Capitalism is the only system where one is treated as an equal with the opportunity and freedom to do whatever you feel. This isn't in terms of personal wealth but in terms of the potential and freedom to do it.
Socialism restricts potential by restricting what an individual can do because there is no such thing as the individual in socialism. There is also no such thing as freedom because socialism controls the ability to freely do what you want and make what you want for yourself.
In a capitalist system there are numerous, countless examples of people with nothing making their own way to create something. In socialism the only thing important is the contribution of everyone to one thing but if they don't contribute then the system falls down.
All previous states have got around the last part by enforcing socialism (via military means or worse) and not openly practicing it as say a democracy.
Socialism only actively equalizes society by making everyone as equally as poor as the lowest common denominator without any choice or say in the matter.

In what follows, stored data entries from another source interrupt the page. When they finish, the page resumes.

PR #7183, opened 2021-09-04
feat: add yarn dev watcher script

ndom91:

Added a javascript script in the root of `/netbox/project-static` in order to make the frontend development workflow a bit nicer.

You can now run `yarn dev` and it'll begin watching `../project-static/src/**/*.ts` and `../project-static/styles/**/*.scss` for changes. When any of the above files is detected to have changed, it'll automatically run the appropriate transpile step (`bundle.js`) and also the `manage.py collectstatic` step. 

Therefore, the developer just makes the changes to the sass / ts files, waits a second or so and reloads their development netbox tab to see the updated changes. This gets us a bit closer to the normal modern js development flow of hot reloading everything :tada: 

This does require 1 new dependency, `chokidar` a node file watcher, but it's only a dev dependency and so is only installed during development and is not part of the bundle that gets sent to netbox users. 

Example output:
image

CC: @thatmattlove


jeremystretch:
> and also the `manage.py collectstatic` step

I'm not sure this is piece is needed. When running the Django development server (`manage.py runserver`), it will automatically serve static assets directly from their original location. I don't think it's necessary to run `collectstatic`, at least for my workflow, but would like to hear from @thatmattlove and anyone else with input.

ndom91:
Ah so the django dev server serves the bundled js / css files from `../netbox/project-static/dist` ? I was always under the impression they had to be copied back to the normal static directory, i.e. run `collectstatic`.

jeremystretch:
> I was always under the impression they had to be copied back to the normal static directory

They do, ultimately, but only for serving via a production HTTP daemon (e.g. nginx/Apache). Django's `runserver` is clever enough to look in the various static directories for files when processing a request for assets within the static path.

ndom91:
Ah gotcha so yuo actually don't even need the nginx proxy in front during dev? I dont know why but I thought that was required.

Okay great, I'll remove that part then. My dev flow has been significantly simplified after this chat haha

ndom91:
@thatmattlove looping ya back in here, does this make sense to you? Would you find it helpful as well?

thatmattlove:
I'm of two minds on this.

On one hand, it would be nice not to have to run the build commands and re-run `collectstatic` (I know @jeremystretch said this isn't necessary, however I found that I had to run it for some reason, and now it's just part of my workflow).

On the other hand, due primarily to the tooling itself, I can also see how this could get cumbersome. In many cases, it may be frustrating to have to wait on the bundle process (particularly for SCSS, which is significantly longer than JS/TS bundling) every time a file is changed, when you may or may not be ready to preview your changes. Unfortunately, we don't (yet) have a snazzy React app with CSS-in-JS and all the fancy DX-focused toolchains to hot-reload changes made in real-time. However, that's not to say it's not worth trying out.

That said, should we choose to accept the proposal to begin with, my primary concern with the PR is: is it *absolutely necessary* to add the chokidar dependency? I wholeheartedly agree with NetBox's [dependency policy](https://netbox.readthedocs.io/en/stable/development/style-guide/#introducing-new-dependencies), and I don't think the policy should exclude developer toolsets. esbuild has a [watch feature](https://esbuild.github.io/api/#watch), is there any reason we couldn't use it? I haven't personally used it, and I'm not sure how it would work with plugins (SCSS). That may eliminate the need for a separate file entirely, which would be nice.

ndom91:
Hey thanks for the detailed answer @thatmattlove. Im in agreement, thats the point of this PR, to get us closer to one of thsoe snazzy hot reloading setups. Regarding if its necessary to have the `collectstatic` part, I'm not positive. It doesn't seem to be techncially although I've had to run it often and have kind of built it into my workflow as well.

In regard to `chokidar` being absolutely necessary - probably not if esbuild also has a nice watch feature. Upon a cursory glance of their docs, it doesn't seem you can watch individual files programmatically though so upon changes to any file, it'll reexecute the `bundleAll` cmd. Chokidar would give us a bit more granular control, plus its a dev dependency only - not shipped to end users. But obviously I can understand if yall don't want it, just let me know and I can remove it and try to work out a nice version using esbuilds watch feature :+1:

thatmattlove:
Hey @ndom91, I think if we remove chokidar and use esbuild natively, I don't have a problem merging this. Can you take a swing at it and see how it goes?

ndom91:
Hey sorry for taking so long yall, I'll have a stab at removing `chokidar` and using `esbuild`'s watch natively this week :+1:

ndom91:
@thatmattlove sorry this took me forever to around to! I ended up adjusting the existing `bundle.js` and added a `--watch` flag to enable the builtin esbuild file watching. Hope this makes it a bit easier for yall!

thatmattlove (commented):
I've exposed this to `manage.py` to further improve the experience. Now, running `manage.py dev` runs `yarn dev`, `manage.py collectstatic --noinput`, and `manage.py runserver` and inherits all the arguments from `django.contrib.staticfiles.management.commands.runserver.Command`

Edit: I also rebased this with `develop` to make things a little cleaner

thatmattlove:
Hey @jeremystretch just a reminder about this one. Since I ended up adding this to `manage.py`, I figured you'd want to take a look

netbox/extras/management/commands/dev.py
```diff
@@ -0,0 +1,22 @@
+import typing as t
+import threading
+from django.core.management import call_command
+from django.contrib.staticfiles.management.commands import runserver
+
+
+class Command(runserver.Command):
```
jeremystretch, line 7: Rather than introduce a command that's largely redundant to `runserver`, we can override `runserver` (as we do with `migrate` and `makemigrations`, under `utilities`) to add an optional command line argument that spawns the UI dev server. E.g. `manage.py runserver --with-dev-ui` or something like that.

netbox/extras/management/commands/dev.py
```diff
@@ -0,0 +1,22 @@
...
+    watches UI source files for changes.
+    """
+
+    def handle(self, *args: t.Any, **options: t.Any) -> t.Optional[str]:
+        # Run the UI development server in a separate thread so file watching doesn't block the
+        # Django development server running in the main thread.
+        ui_dev = threading.Thread(name="uidev", target=lambda: call_command("uidev"))
+        ui_dev.start()
+        # Run `collectstatic`.
+        call_command("collectstatic", interactive=False)
```
jeremystretch, line 20: Per the previous discussion, `collectstatic` should not be needed, as the `runserver` daemon [automatically serves static files](https://docs.djangoproject.com/en/4.0/ref/contrib/staticfiles/#staticfiles-runserver) from their source locations. (If this does not appear to be working locally, further investigation is needed to determine the root cause.)

jeremystretch (changes requested):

Thanks for this - appreciated. What I am tending to look at is a way beyond the dogmas of both capitalism
and socialism. For me, there is an argument to say that capitalism
is one form of the idea of 'the way of gaining the world but losing the soul.' This 'losing the soul' might be interpreted as an inability to know the 'spirit of a law' but instead left
with only an understanding of 'the letter of the law.' In short, one loses touch with a unifying essence, instead left with 'my dogmas better than your dogma'. Beyond that (and this might seem a strange example to use here but...) this loss of essence is like a lessening of the depth of intimacy that can be experienced - for example it will get it the way of opening to the divine aspect of women (beyond physical, emotional, mental). That which is 'of heaven' comes to shape this world in a way that is not possible within only the paradigms of capitalism and socialism. Anyhow, I appreciate that this kind of thing does not generally fit within bluemoon but such is life, lol - is another way of looking at/being with these things. And if the likes of war, poverty, pollution etc are symptoms of imbalance, I don't think it's a bad thing to question what might be at the root of this.
ps if the only way people have been educated about power is '
thinking from the head downwards' rather than a power that is based in '
feeling from the ground upwards' then, more than likely, anything above will, at best, come across as upside down.